Figure 8 Diagram for explaining the action of the altitude signal converter

Claims (1)

[Claims] 1. A proximity fuze device (10) that commands the ignition operation of the ammunition of a warhead when approaching a target object, a target guidance device (20) that controls capture and tracking of the target object, and a flight In a guided flying vehicle equipped with a steering device (30) that controls the flying object, the proximity fuze device is arranged in front of the flying object in each of at least four quadrants divided in the circumferential direction around the aircraft axis. A radio wave beam is projected in a cone shape toward the direction at a predetermined set angle, and a reflected wave from the target object with respect to the projected beam is detected, and a detection signal (E1 to E4) corresponding to the signal strength is generated for each quadrant.
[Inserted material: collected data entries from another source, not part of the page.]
PR #896, opened 2024-04-29
FW 5683/5684 Queue and Run Bulk Visibility Jobs

bronson-c:
### Description of Changes
- Adds the ability for superusers to queue bulk visibility jobs via a POST to the bulk visibility API.
- Visibility must only change by 1 level.
- Adds the bulk visibility job to celery, which changes all entries on a site and the site itself by one visibility level.
- Additionally the bulk visibility job pauses and resumes search indexing as appropriate, so as to not queue an excessive amount of search tasks.
- Queues the bulk visibility job via a post-save signal. 
- Adds appropriate tests for bulk visibility API and task.

### Checklist

### Additional Notes
Spec document: https://firstvoices.atlassian.net/wiki/spaces/FIR/pages/541949966/Tech+design+Publishing+launching+sites#Proposal-for-site-visibility-API


sahil97 (dismissed):
PR looks good.
One suggestion I have would be to add a check before initiating a job to verify that multiple jobs on the same site are not started at the same time to avoid any conflicts.
Ideally, a job should wait for any previous BulkVisibilityJob running against the same site to finish and then start the next job.

firstvoices/backend/models/signals/visibility_signals.py
```diff
@@ -0,0 +1,27 @@
...
+from django.dispatch import receiver
+
+from backend.models.jobs import BulkVisibilityJob, JobStatus
+from backend.tasks.visibility_tasks import bulk_visibility_change_job
+from firstvoices.celery import link_error_handler
+
+
+@receiver(post_save, sender=BulkVisibilityJob)
+def request_bulk_visibility_change(sender, instance, **kwargs):
+    """
```
sarahfirstvoices, line 12: Is a signal necessary here? Since we only want to start this job one time, it seems like it might be easier to just queue the job in a regular function call after saving the initial job instance.

firstvoices/backend/models/signals/visibility_signals.py
```diff
@@ -0,0 +1,27 @@
...
+    Starts the bulk visibility change job when a BulkVisibilityJob is created.
+    """
+    if BulkVisibilityJob.objects.filter(
+        status=JobStatus.STARTED, site=instance.site
+    ).exists():
```
sarahfirstvoices, line 17: A detail about the timing of this check: we need to check for running jobs when we start running the bulk_visibility_change_job task, not when we queue it.

firstvoices/backend/tasks/visibility_tasks.py
```diff
@@ -0,0 +1,71 @@
...
+from backend.models.jobs import BulkVisibilityJob, JobStatus
+from backend.models.sites import SiteFeature
+from backend.models.widget import SiteWidget
+from backend.search.tasks.site_content_indexing_tasks import (
+    sync_all_site_content_in_indexes,
+)
+
+
+@shared_task
+def bulk_visibility_change_job(job_instance_id):
```
sarahfirstvoices, line 14: Functions should have verb names, so let's call this something like start_visibility_job or bulk_change_visibility

firstvoices/backend/tasks/visibility_tasks.py
```diff
@@ -0,0 +1,71 @@
...
+    job.status = JobStatus.STARTED
+    job.save()
+
+    # Pause search indexing for the site the job is for
+    if site.sitefeature_set.filter(key="indexing_paused").exists():
+        indexing_paused = site.sitefeature_set.get(key="indexing_paused")
+        indexing_paused.is_enabled = True
+        indexing_paused.save()
+    else:
+        SiteFeature.objects.create(site=site, key="indexing_paused", is_enabled=True)
```
sarahfirstvoices, line 29: This would be a good use for get_or_create. Like:

feature = SiteFeature.objects.get_or_create(site=site, key="indexing_paused")
feature.is_enabled = True
feature.save()

firstvoices/backend/tasks/visibility_tasks.py
```diff
@@ -0,0 +1,71 @@
...
+            entries.update(visibility=job.to_visibility)
+            songs.update(visibility=job.to_visibility)
+            stories.update(visibility=job.to_visibility)
+            story_pages.update(visibility=job.to_visibility)
+            pages.update(visibility=job.to_visibility)
+            widgets.update(visibility=job.to_visibility)
+
+        # Change Site visibility
+        site.visibility = job.to_visibility
+        site.save()
```
sarahfirstvoices, line 50: I believe the site visibility change should also be in the transaction

firstvoices/backend/tasks/visibility_tasks.py
```diff
@@ -0,0 +1,71 @@
...
+    except Exception as e:
+        # if there’s an error during the updates:
+        # add the message to the batch visibility job instance and set the status to failed
+        job.status = JobStatus.FAILED
+        job.message = str(e)
+        job.save()
+
+        indexing_paused = site.sitefeature_set.get(key="indexing_paused")
```
sarahfirstvoices, line 58: Do you need to re-fetch the site feature each time, or can you just set the values and save it?

sarahfirstvoices (changes requested):
Functionality is there! I added some comments about organization and timing

firstvoices/backend/tasks/visibility_tasks.py
bronson-c: I changed it to just 1 reference at the beginning of the task, nice catch!

firstvoices/backend/tasks/visibility_tasks.py
```diff
@@ -44,27 +51,25 @@ def bulk_visibility_change_job(job_instance_id):
...
+        indexing_paused_feature[0].save()
         return
 
     # Resume search indexing for site, + reindex entire site
     sync_all_site_content_in_indexes(site)
-    indexing_paused = site.sitefeature_set.get(key="indexing_paused")
-    indexing_paused.is_enabled = False
-    indexing_paused.save()
+    indexing_paused_feature[0].is_enabled = False
+    indexing_paused_feature[0].save()
```
sarahfirstvoices, line 72: This is minor, but should we turn indexing back on before we run the full re-index? The re-indexing takes some time, and any edits made during that time would not get synced in the index.

sarahfirstvoices (approved):

sahil97 (approved):
LGTM !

a radio wave target detector (11) that outputs a signal, and a circuit that compares the output detection signal with the signal level of each adjacent quadrant to determine the quadrant in which the target object exists (
12, 13), and information about the distance to the ground surface using control information (CS) based on reflected waves from the ground surface and information (SA) about the attitude angle of the flying object output from the target guidance device. (S
a circuit (16) that outputs a signal (H, SS), and performs the ignition operation based on information on the determined existence quadrant and information (SV) on the relative speed of the target object output from the target guidance device. A guided flying object, characterized in that the steering device is controlled based on information regarding the distance between the guided flying object and the ground surface. 2. Using a clutter gate signal (CLG) output from the radio target detector, set a detection quadrant range to the radio target detector so as to cancel the influence caused by reflected waves from the ground surface caused by the radio beam. The guided flight according to claim 1, further comprising a clutter controller (15) for controlling the guided flight, wherein the control information (CS) based on the reflected waves from the ground surface is supplied from the clutter controller. body.